*EXERCISE GOAL*
For the listing below, how many lines contain the word "into"? Answer with only that figure.

*MATERIALS PROVIDED*

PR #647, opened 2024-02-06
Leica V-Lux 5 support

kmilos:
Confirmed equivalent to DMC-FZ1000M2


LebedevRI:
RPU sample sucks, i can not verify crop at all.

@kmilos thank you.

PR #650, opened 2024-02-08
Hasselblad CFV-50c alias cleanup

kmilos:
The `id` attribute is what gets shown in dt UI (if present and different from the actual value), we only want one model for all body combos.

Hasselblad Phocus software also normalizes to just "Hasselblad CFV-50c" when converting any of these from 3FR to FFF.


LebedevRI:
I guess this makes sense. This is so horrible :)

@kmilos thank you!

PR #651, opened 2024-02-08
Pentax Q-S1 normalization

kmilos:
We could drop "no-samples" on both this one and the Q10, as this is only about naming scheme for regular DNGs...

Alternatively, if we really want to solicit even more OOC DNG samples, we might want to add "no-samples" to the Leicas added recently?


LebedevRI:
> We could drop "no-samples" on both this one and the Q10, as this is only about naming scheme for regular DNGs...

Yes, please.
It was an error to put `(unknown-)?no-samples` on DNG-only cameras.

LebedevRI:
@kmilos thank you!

==

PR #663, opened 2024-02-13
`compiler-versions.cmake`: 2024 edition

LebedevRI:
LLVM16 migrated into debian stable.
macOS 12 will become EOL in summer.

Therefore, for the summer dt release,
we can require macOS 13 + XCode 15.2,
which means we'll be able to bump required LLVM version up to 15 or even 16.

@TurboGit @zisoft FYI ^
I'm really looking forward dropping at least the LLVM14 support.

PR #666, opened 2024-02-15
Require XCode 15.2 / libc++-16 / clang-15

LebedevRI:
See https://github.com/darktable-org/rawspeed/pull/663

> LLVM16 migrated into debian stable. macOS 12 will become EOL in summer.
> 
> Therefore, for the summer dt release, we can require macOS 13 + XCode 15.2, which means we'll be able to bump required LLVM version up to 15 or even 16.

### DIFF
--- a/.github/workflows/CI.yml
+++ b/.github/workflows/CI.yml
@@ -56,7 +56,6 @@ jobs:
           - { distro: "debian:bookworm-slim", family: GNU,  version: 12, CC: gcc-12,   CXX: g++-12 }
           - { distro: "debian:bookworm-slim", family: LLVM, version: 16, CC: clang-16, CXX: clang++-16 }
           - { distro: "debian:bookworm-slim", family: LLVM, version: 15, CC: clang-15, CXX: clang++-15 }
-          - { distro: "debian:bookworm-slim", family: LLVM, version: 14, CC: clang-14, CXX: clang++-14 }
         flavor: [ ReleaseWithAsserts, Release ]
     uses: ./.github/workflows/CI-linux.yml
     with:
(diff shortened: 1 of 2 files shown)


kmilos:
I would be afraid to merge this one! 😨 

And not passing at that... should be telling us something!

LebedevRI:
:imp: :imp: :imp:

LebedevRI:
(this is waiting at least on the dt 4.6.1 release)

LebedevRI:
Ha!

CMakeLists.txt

*RESPONSE BOX*
2